In certain, aspects, the eccentrically coupled cylinder or asymmetric cylinder may have an effect on the ability of the gauge cutters to cut into the sidewall, and this effect that will vary circumferentially around the cylinder collar, gauge pad and/or the like. For example, because the cylinder collar, gauge pad and/or the like is eccentrically coupled or asymmetric, there will be sections of the cylinder collar, gauge pad and/or the like (hereinafter referred to as “distant sections”) that are disposed further away from a central longitudinal axis of the bottomhole assembly and/or the drill bit than the other sections of the cylinder collar, gauge pad and/or the like. Similarly, because the cylinder collar, gauge pad and/or the like is eccentrically coupled or asymmetric, there will be sections of the cylinder collar, gauge pad and/or the like (hereinafter referred to as “near sections”) that are disposed closer to the central longitudinal axis of the bottomhole assembly and/or the drill bit than the other sections of the cylinder collar, gauge pad and/or the like. In certain aspects of the present invention, the cylinder collar, gauge pad and/or the like may be coupled with the bottomhole assembly and/or the drill bit so that when a side force is applied to the bottomhole assembly and/or the drill bit the gauge cutter(s) proximal to the distant sections are either prevented from cutting into the sidewall or the cutting engagement between the proximal gauge cutter(s) and the sidewall is inhibited. In such aspects, the gauge cutter(s) proximal to the near sections will not be as inhibited or will be uninhibited in their cutting interactions with the sidewall by the near sections because of the geometry of the cylinder, collar, gauge pad and/or the like. As such, the cylinder collar, gauge pad and/or the like may provide for controlling the cutting interactions between the gauge pads and the sidewall under a side force.
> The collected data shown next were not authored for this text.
PR #971, opened 2025-10-23
Remove seccomp

### LINKED ISSUE #970: Remove seccomp features
The implementation to isolate each sandbox execution is not without fault, and it creates more problems than it solves.

The user of the Hyperlight library could potentially choose the best suited constraints for the sandbox based on the scenario they build the application for. 
The executing thread/process isolation is not the goal of this library

dblnz:
Closes #970 by removing all `seccomp` support in `hyperlight`.
This includes tests, documentation and just recipes.

### DIFF
--- a/docs/signal-handlers-development-notes.md
+++ b/docs/signal-handlers-development-notes.md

As noted previously, a side force for controlling directional drilling will not be unidirectional during a drilling process, but will vary directionally and/or comprise a plurality of different directional components because of changing conditions during the drilling process. In an embodiment of the present invention, the cylinder, collar, gauge pad and/or the like may be coupled with the bottomhole assembly and/or the drill bit so that cutting of the bottom face of the borehole by the cutters and/or the sidewall by the gauge cutters under the directionally varying side-force is biased to be coincident with one or a small angular range of the directionally varying side forces. In this way, the direction of sideways cutting by the gauge cutters under the side force may be controlled.

As observed above, in some embodiments of the present invention, instead of the cylinder collar, gauge pad and/or the like being asymmetric or eccentrically coupled with the bottomhole assembly and/or the drill bit, the cylinder collar, gauge pad and/or the like may have a circumferentially varying compliance that varies the cutting capabilities of the gauge cutters around the inner-diameter of the borehole being drilled. In further embodiments, the bottomhole assembly and/or the drill bit may have a weight distribution that varies radially and provides for biasing, focusing and/or directing a motion of the bottomhole assembly and/or the drill bit under the side force. In such embodiments, the non-uniform weighting of the bottomhole assembly 95 and/or the drill bit 97 may bias/focus/direct the motion of the bottomhole assembly and/or the drill bit, thus, biasing/focusing/directing the cutting capabilities of the cutters and/or the gauge cutters of the drill bit. In certain aspects of the present invention, the interaction element may comprise an extendable pad that may be pushed outward from the bottomhole assembly and/or the drill bit to adjust the interactions between the bottomhole assembly and/or the drill bit, and as a result the cutting interactions between the cutters and/or the gauge cutters and the inner-surface of the borehole.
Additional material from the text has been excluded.